- [Your objective]
The task here is to set down every line of the listing exactly.

[Supplied information Boundary: Start]

PR #191, opened 2017-11-15
[DEVOPS-382] staging infra

deepfire:
- slight massage of the infrastructure definitions
- addition of the staging infra

### DIFF
--- a/deployments/infrastructure-env-staging.nix
+++ b/deployments/infrastructure-env-staging.nix
@@ -13,6 +13,10 @@ in {
       ./../modules/datadog.nix
     ];
 
+    ## 
+    security.acme.certs = mkForce {};
+    services.nginx.enable = mkForce false;
+
     services.dd-agent.tags = ["env:staging" "depl:${config.deployment.name}"];
 
     deployment.ec2.elasticIPv4 = resources.elasticIPs.hydra-ip;
--- a/deployments/infrastructure-env-staging.nix
+++ b/deployments/infrastructure-env-staging.nix
@@ -1,0 +1,63 @@
+{ IOHKaccessKeyId, ... }:
+
+with (import ./../lib.nix);
+let region = "eu-central-1";
+    accessKeyId = IOHKaccessKeyId;
+in {
+  network.description = "IOHK infrastructure staging";
+
+  hydra = { config, pkgs, resources, ... }: {
+
+    imports = [
+      ./../modules/papertrail.nix
+      ./../modules/datadog.nix
+    ];
+
+    services.dd-agent.tags = ["env:staging" "depl:${config.deployment.name}"];
+
+    deployment.ec2.elasticIPv4 = resources.elasticIPs.hydra-ip;
+
+    deployment.route53.accessKeyId = config.deployment.ec2.accessKeyId;
+    deployment.route53.hostName = "hydra.awstest2.iohkdev.io";
+  };
+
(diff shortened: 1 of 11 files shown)


iohk/NixOps.hs
```diff
@@ -585,8 +574,14 @@ computeFinalDeploymentArgs o@Options{..} NixopsConfig{..} = do
 
 modify :: Options -> NixopsConfig -> IO ()
 modify o@Options{..} c@NixopsConfig{..} = do
-  printf ("Syncing Nix->state for deployment "%s%"\n") $ fromNixopsDepl cName
-  nixops o c "modify" $ Arg <$> cFiles
+  deplExists <- exists o c
```
domenkozar: Why change this? Create is there for ages and is idempotent. Deploy should also modify before deploying, so no need to need modify. Also one would expect create to exist, not having to use modify for creation.

We could make create and modify just aliases.

nixpkgs-src.json
```diff
@@ -1,6 +1,6 @@
 {
-    "owner":  "NixOS",
+    "owner":  "input-output-hk",
```
domenkozar: This will break Hydra, since it doesn't account for a different owner in `jobsets/default.nix`

staging-infra.yaml
```diff
@@ -0,0 +1,28 @@
+args:
+  configurationKey:
```
domenkozar: Could we somehow leave these inputs out? They are not relevant for this deployment.

iohk/NixOps.hs
deepfire: Ok, will do.

nixpkgs-src.json
deepfire: This is a temporary stub for testing -- will drop that change soon.

staging-infra.yaml
deepfire: That seems to require some meta-information to be attached to the properties -- which can then be used to filter the generated config.

Do you think that would be worth the complication?

iohk/NixOps.hs
deepfire: Done.

deployments/infrastructure.nix
```diff
@@ -43,44 +43,14 @@ in {
...
-          "/etc/"
-        ];
-      };
-    };
-
     networking.firewall.allowedTCPPortRanges = [
       { from = 24962; to = 25062; }
     ];
   };
+  resources = {
```
domenkozar: This should be part of staging and production.

iohk/iohk-ops.hs
```diff
@@ -313,9 +311,6 @@ runNew o@Options{..} New{..} args = do
   echo $ "-- " <> (unsafeTextToLine $ configFilename) <> " is:"
   cmd o "cat" [configFilename]
```
domenkozar: Create should still exist here, to avoid extra steps when creating a new deployment

deployments/infrastructure-env-staging.nix
```diff
@@ -13,6 +13,10 @@ in {
       ./../modules/datadog.nix
     ];
 
+    ##
```
domenkozar: Let's open an issue for fixing DNS issues and add a TODO here for it.

deployments/infrastructure.nix
domenkozar: cc @deepfire

PR #205, opened 2017-11-22
[DEVOPS-157] Propagate devnet fix

deepfire:
Propagate the `devnet` configuration fix.


deepfire:
@domenkozar, @cleverca22, it would be nice to have your review.

domenkozar:
This is already included in current commit of cardano-sl in `develop`

PR #211, opened 2017-12-12
[DEVOPS-458] fix cardano PR status messages

cleverca22:


cleverca22:
oh, was already fixed in https://github.com/input-output-hk/iohk-ops/commit/966eae7cf1cb7a326a20e2e4d111958acb7daaca but not deployed

PR #216, opened 2017-12-17
increase nginx client limit from 512 to 4096

cleverca22:


cleverca22:
i'm not sure why, but `localhost` began refering to the ipv6 localhost,and explorer is only listening on the ipv4 one

PR #219, opened 2017-12-20
[CSL-1876] Update scripts that are using auxx

hithroc:


domenkozar:
@hithroc do we have the docs for the cli DSL? I don't understand these changes.

hithroc:
No, I don't think so.
cc @int-index

int-index:
We have them for a long time now, `docs/auxx.md` in the Cardano SL repo. Let me know if you need more info there, I will add it.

[Supplied information Boundary: End]

- [Task answer]
PR #191, opened 2017-11-15
[DEVOPS-382] staging infra

deepfire:
- slight massage of the infrastructure definitions
- addition of the staging infra

### DIFF
--- a/deployments/infrastructure-env-staging.nix
+++ b/deployments/infrastructure-env-staging.nix
@@ -13,6 +13,10 @@ in {
       ./../modules/datadog.nix
     ];
 
+    ## 
+    security.acme.certs = mkForce {};
+    services.nginx.enable = mkForce false;
+
     services.dd-agent.tags = ["env:staging" "depl:${config.deployment.name}"];
 
     deployment.ec2.elasticIPv4 = resources.elasticIPs.hydra-ip;
--- a/deployments/infrastructure-env-staging.nix
+++ b/deployments/infrastructure-env-staging.nix
@@ -1,0 +1,63 @@
+{ IOHKaccessKeyId, ... }:
+
+with (import ./../lib.nix);
+let region = "eu-central-1";
+    accessKeyId = IOHKaccessKeyId;
+in {
+  network.description = "IOHK infrastructure staging";
+
+  hydra = { config, pkgs, resources, ... }: {
+
+    imports = [
+      ./../modules/papertrail.nix
+      ./../modules/datadog.nix
+    ];
+
+    services.dd-agent.tags = ["env:staging" "depl:${config.deployment.name}"];
+
+    deployment.ec2.elasticIPv4 = resources.elasticIPs.hydra-ip;
+
+    deployment.route53.accessKeyId = config.deployment.ec2.accessKeyId;
+    deployment.route53.hostName = "hydra.awstest2.iohkdev.io";
+  };
+
(diff shortened: 1 of 11 files shown)


iohk/NixOps.hs
```diff
@@ -585,8 +574,14 @@ computeFinalDeploymentArgs o@Options{..} NixopsConfig{..} = do
 
 modify :: Options -> NixopsConfig -> IO ()
 modify o@Options{..} c@NixopsConfig{..} = do
-  printf ("Syncing Nix->state for deployment "%s%"\n") $ fromNixopsDepl cName
-  nixops o c "modify" $ Arg <$> cFiles
+  deplExists <- exists o c
```
domenkozar: Why change this? Create is there for ages and is idempotent. Deploy should also modify before deploying, so no need to need modify. Also one would expect create to exist, not having to use modify for creation.

We could make create and modify just aliases.

nixpkgs-src.json
```diff
@@ -1,6 +1,6 @@
 {
-    "owner":  "NixOS",
+    "owner":  "input-output-hk",
```
domenkozar: This will break Hydra, since it doesn't account for a different owner in `jobsets/default.nix`

staging-infra.yaml
```diff
@@ -0,0 +1,28 @@
+args:
+  configurationKey:
```
domenkozar: Could we somehow leave these inputs out? They are not relevant for this deployment.

iohk/NixOps.hs
deepfire: Ok, will do.

nixpkgs-src.json
deepfire: This is a temporary stub for testing -- will drop that change soon.

staging-infra.yaml
deepfire: That seems to require some meta-information to be attached to the properties -- which can then be used to filter the generated config.

Do you think that would be worth the complication?

iohk/NixOps.hs
deepfire: Done.

deployments/infrastructure.nix
```diff
@@ -43,44 +43,14 @@ in {
...
-          "/etc/"
-        ];
-      };
-    };
-
     networking.firewall.allowedTCPPortRanges = [
       { from = 24962; to = 25062; }
     ];
   };
+  resources = {
```
domenkozar: This should be part of staging and production.

iohk/iohk-ops.hs
```diff
@@ -313,9 +311,6 @@ runNew o@Options{..} New{..} args = do
   echo $ "-- " <> (unsafeTextToLine $ configFilename) <> " is:"
   cmd o "cat" [configFilename]
```
domenkozar: Create should still exist here, to avoid extra steps when creating a new deployment

deployments/infrastructure-env-staging.nix
```diff
@@ -13,6 +13,10 @@ in {
       ./../modules/datadog.nix
     ];
 
+    ##
```
domenkozar: Let's open an issue for fixing DNS issues and add a TODO here for it.

deployments/infrastructure.nix
domenkozar: cc @deepfire

PR #205, opened 2017-11-22
[DEVOPS-157] Propagate devnet fix

deepfire:
Propagate the `devnet` configuration fix.


deepfire:
@domenkozar, @cleverca22, it would be nice to have your review.

domenkozar:
This is already included in current commit of cardano-sl in `develop`

PR #211, opened 2017-12-12
[DEVOPS-458] fix cardano PR status messages

cleverca22:


cleverca22:
oh, was already fixed in https://github.com/input-output-hk/iohk-ops/commit/966eae7cf1cb7a326a20e2e4d111958acb7daaca but not deployed

PR #216, opened 2017-12-17
increase nginx client limit from 512 to 4096

cleverca22:


cleverca22:
i'm not sure why, but `localhost` began refering to the ipv6 localhost,and explorer is only listening on the ipv4 one

PR #219, opened 2017-12-20
[CSL-1876] Update scripts that are using auxx

hithroc:


domenkozar:
@hithroc do we have the docs for the cli DSL? I don't understand these changes.

hithroc:
No, I don't think so.
cc @int-index

int-index:
We have them for a long time now, `docs/auxx.md` in the Cardano SL repo. Let me know if you need more info there, I will add it.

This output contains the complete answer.